Combined offers have always drawn significant attention from French courts. This is all the more the case since combined offers are standard practices when selling computer equipments. Indeed, such equipments are most often sold by retailers in the form of ready-to-use packages including hardware and software, the latter comprising of operation system and other basic programs.
The legality of selling bundled software has been challenged and has given rise to a considerable amount of disputes in France over the last few years. Legal grounds invoked include: prohibition of combined offers per se (Article L. 122-1 of the French consumer code), unfair commercial practice (Article L.120-1 of the French consumer code) and misleading commercial practices (Article L.121-1 of the French consumer code).

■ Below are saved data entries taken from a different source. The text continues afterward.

PR #5040, opened 2025-04-04
Issue #6876: Use consistent inline variable type hinting.

### LINKED ISSUE #6876: Type hint returned variables with consistent `/** @var */` format
## Description of the bug

Backdrop core is not consistent when type hinting variables via inline docblocks. For example:

```
    /* @var Block $block */
    $block = $form_state['block'];
    /* @var Layout $layout */
    $layout = $form_state['layout'];
```

Versus:

```
    /** @var Block $block */
    $block = $form_state['block'];
    /** @var Layout $layout */
    $layout = $form_state['layout'];
```

It appears that using either format works in some IDEs, like PHPStorm (or other JetBrains products), but only the second format works in VSCode.

When working correctly, an IDE should be able to autocomplete methods and properties based on the type hint from the docblock.

Image

## Steps To Reproduce

To reproduce the behavior:
1. Use PHPStorm or VSCode IDE.
2. Find usages of `/* @var` and `/** @var` in the code base.
3. Validate which situation allows autocomplete on the methods and properties, as well as tracing to the source code via `control + click` (or `Command + click` on Mac).

## Actual behavior

VSCode is not auto-completing when using the `/* @var Block $block */` syntax.

## Expected behavior

Methods and properties should autocomplete in VSCode and other IDEs.

quicksketch:
Fixes https://github.com/backdrop/backdrop-issues/issues/6876

### DIFF
--- a/core/includes/authorize.inc
+++ b/core/includes/authorize.inc
@@ -318,7 +318,7 @@ function authorize_get_filetransfer($backend, $settings = array()) {
       $file = $backend_info['file path'] . '/' . $backend_info['file'];
       require_once $file;
     }
-    /* @var FileTransfer $class */
+    /** @var FileTransfer $class */
     $class = $backend_info['class'];
     if (class_exists($class)) {
       $filetransfer = $class::factory(BACKDROP_ROOT, $settings);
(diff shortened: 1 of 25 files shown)


quicksketch:
Merged into 1.x and 1.30.x.

PR #5042, opened 2025-04-07
Issue #6868: Defensive coding when checking for book node type

### LINKED ISSUE #6868: Type error in book.module when trying to add story or other content
## Description of the bug

With the most recent update of Backdrop, I'm getting a PHP error when trying to add content (of any kind) if the Book module is enabled. Disabling the Book module restores proper function (but other warnings are in the log even after making this change).

## Steps To Reproduce

To reproduce the behavior:
If book.module is enabled
1. Go to Dashboard>Create new content
2. Click on 'Add new Story' (https://site.org/node/add/story) or other content type (same behavior with Add new Page)

I was not having this problem earlier, but there has been at least one update of Backdrop core since I last tried creating new content.

## Actual behavior

System displays grey error screen with error text. Error message taken from log reads:

> `TypeError: array_filter(): Argument #1 ($array) must be of type array, null given in array_filter() (line 1147 of /[...]/docroot/core/modules/book/book.module).`

## Expected behavior

Should open content creation page. This works properly once book.module is disabled.

## Additional information
Even though I was able to add content after disabling book.module, I am continue to get these warnings in the log file:

> `Warning: Array to string conversion in include() (line 52 of /[...]/docroot/themes/d7compatible/templates/field.tpl.php).`

It's not clear if this is related to the error above. I'm not sure when these started, because my log files are filled with them back to the earliest retained entry (6 March). There is an error message relating to each of my active themes (d7compatible, and a customized version of Analytic), apparently one of each referencing every node on the site -- even if they are not being called up. This doesn't appear to harm the functionality of the site, but it is odd and clogs my log file.

- Backdrop CMS version: 1.30.1
- Web server and its version: Apache 2
- PHP version: 8.3.13
- Database sever (MySQL or MariaDB?) and its version: MariaDB 10.5.22
- Operating System and its version: AlmaLinux 9
- Browser(s) and their versions: Firefox macOS latest

indigoxela:
Fixes https://github.com/backdrop/backdrop-issues/issues/6868

### DIFF
--- a/core/modules/book/book.module
+++ b/core/modules/book/book.module
@@ -1137,15 +1137,19 @@ function book_toc($bid, $depth_limit, $exclude = array()) {
 /**
  * Determine if a given node type is in the list of types allowed for books.
  *
- * @param $type
+ * @param string $type
  *   A node type.
  *
- * @return
- *   A Boolean TRUE if the node type can be included in books; otherwise, FALSE.
+ * @return bool
+ *   TRUE if the node type can be included in books, FALSE otherwise.
  */
 function book_type_is_allowed($type) {
-  $book_allowed_types = array_filter(config_get('book.settings', 'book_allowed_types'));
-  return in_array($type, $book_allowed_types);
+  $book_allowed_types = config_get('book.settings', 'book_allowed_types');
+  if (!empty($book_allowed_types)) {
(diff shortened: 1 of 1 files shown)


quicksketch:
Merged into 1.x and 1.30.x. Thank you!

PR #5054, opened 2025-04-23
Issue #6886: Change the default value for the backdrop_add_css() $options parameter

### LINKED ISSUE #6886: Change the default value for the backdrop_add_css()/backdrop_add_js() $options parameter
[`backdrop_add_css()`](https://docs.backdropcms.org/api/backdrop/core%21includes%21common.inc/function/backdrop_add_css/1) uses default values for its parameters:

- `NULL` for `$data`
- `NULL` for `$options`

The default value for `$data` makes sense when `backdrop_add_css()` is called without arguments, which is what [`backdrop_get_css()`](https://docs.backdropcms.org/api/backdrop/core%21includes%21common.inc/function/backdrop_get_css/1) does.

```php
if (!isset($css)) {
  $css = backdrop_add_css();
}
```

`$options` is expected to be an array or a string. The default value is only used by the following code.

```php
if (isset($options)) {
  if (![is_array](http://php.net/is_array)($options)) {
    $options = array('type' => $options);
  }
}
else {
  $options = array();
}
```

### Proposed change

- Change the default value for `$options` to an empty array
- Change the code that checks `$options` to the following one
  ```php
  if (isset($options) && is_string($options)) {
    $options = array('type' => $options);
  }
  ```

The same change should be done for [`backdrop_add_js()`](https://docs.backdropcms.org/api/backdrop/core%21includes%21common.inc/function/backdrop_add_js/1).

avpaderno:
Fixes https://github.com/backdrop/backdrop-issues/issues/6886


yorkshire-pudding (approved):
These changes help the code to match what the comments say and simplify the code.

core/includes/common.inc
```diff
@@ -3630,13 +3630,8 @@ function backdrop_add_css($data = NULL, $options = NULL) {
...
 
   // Construct the options, taking the defaults into consideration.
-  if (isset($options)) {
-    if (!is_array($options)) {
-      $options = array('type' => $options);
-    }
-  }
-  else {
-    $options = array();
+  if (isset($options) && !is_array($options)) {
```
avpaderno: This line could be probably changed to `if (isset($options) && is_string($options)) {`. The `'type'` key is expected to be a string, not an object nor a resource, for example.

PR #5057, opened 2025-04-24
Issue #6888: Fixing dropdown FOUC, showing when JS has processed the …

### LINKED ISSUE #6888: [UX] Dropdowns in core don't appear when the JS has processed resulting in long delay
## Description of the bug

The dropdown CSS has an animation timer for situations where the JS isn't working, and that's the only time the dropdowns are appearing. They were intended to appear when JS had processed the dropdowns OR when the timer ran out, whichever came first.

## Steps To Reproduce

Load a page with menu dropdowns from core (`menu-toggle.theme.breakpoint-queries.css`) see that it always takes 3 seconds for them to pop in, on most browsers with JS working it should be almost instantly.

(Pretty sure I already have the fix)

wesruv:
…menu or after 3s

In the past, article L. 122-1 of the French consumer code provided for a general prohibition of tied selling and was often relied upon by claimants when contesting the sale of a computer with pre-installed software. However, this general prohibition has been censored for breach of Directive of 11 May 2005 concerning unfair business-to-consumer commercial practices (the "Directive"). Indeed, combined offers are not listed among unfair practices provided in Annex I of the Directive and may thus not be prohibited per se.
In 2009, the ECJ explicity stated that combined offers may be reprehensible if they meet the conditions set out in articles 5 to 9 of the Directive, despite not being listed among as unfair commercial practices. As a result, combined offers of hardware and software will be declared illicit only if they fail to comply with the requirements of professional diligence and if they materially distort, or are likely to materially distort, the economic behaviour with regard to the product of the average consumer.
In light of this ruling, the French lawmaker rephrased Article L. 122-1 of the French consumer code that now provides that combined offers are prohibited only if they constitute an unfair commercial practice as defined by the same code.
In spite of these recent developments, French courts are still compelled to provide clarifications regarding the nature of bundled software.
In other words, in order to avoid charges of conducting unfair commercial practices, retailers will most likely be required (i) to provide consumers with information on the conditions of use of the pre-installed software and (ii) to offer them a choice to purchase different types of hardware which comes with or without pre-installed software.
Moving forward, we expect that French courts will be compelled to provide further clarifications, and take a position on the question of tied selling of smartphones and tablets with operation system and related apps.
 - Directive 2005/29/EC of 11 May 2005 concerning unfair business-to-consumer commercial practices in the internal market.
 - European Court of Justice, 23 April 2009, VTB-VAB NV v. Total Belgium NV and Galatea BVBA v. Sanoma Magazines Belgium NV, C-261/07 and C-299/07.
 - Article 45 of the Law of 17 May 2011.
 - French Supreme Court, 12 July 2012, n°11-18807.
 - French Supreme Court, 5 February 2014, n°12-25748.
 - French Supreme Court, 22 January 2014, n°12-20982.